Bürger, Fischer, Touristiker, Surfer und Abgeordnete anderer Regionen mobilisieren gegen den Ausbau der Windkraft. Ein Widerstand, mit dem nicht gerechnet wurde, denn immerhin wird das Projekt nicht nur von Wirtschaftsvertretern, sondern auch von Gewerkschaften, Lokalpolitikern, der Universität New South Wales und selbst Umweltschützern unterstützt. Offshore-Windkraft soll ein wichtiges Standbein für Australien auf dem Weg in die Klimaneutralität bis 2050 werden. Aktuell ist das Land noch stark von Kohle abhängig.

Facebook-Sujet gegen Offshore-Windkraft.

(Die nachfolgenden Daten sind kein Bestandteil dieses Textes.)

PR #547, opened 2020-12-28
cmd: Pipe output through pager in terminals

fmuellner:
Replicate git's behavior of piping output through a pager when it
doesn't fit a single screen. This is not only more convenient than
piping into less on the command line, but preserves terminal features
like colored output as well.

I do have a local follow-up to add a global --no-pager option like git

Rostige Windräder im Wasser, davor tote Fische.
Eines der Sujets, die in den Gruppen gegen Offshore-Windkraft in New South Wales geteilt werden.
Facebook

Der Australian Conservation Fund und Greenpeace versuchen mittlerweile aktiv darüber aufzuklären, dass keine Gefährdung der Wale zu erwarten ist. Beim South Coast Labour Council sieht man Illawarra als "Resonanzboden" dafür, wie die Bevölkerung gespalten und gegen solche Projekte aufgebracht werden kann. Man rechnet damit, ähnliche Entwicklungen auch in den anderen Regionen zu sehen, in denen Offshore-Windfarmen geplant sind.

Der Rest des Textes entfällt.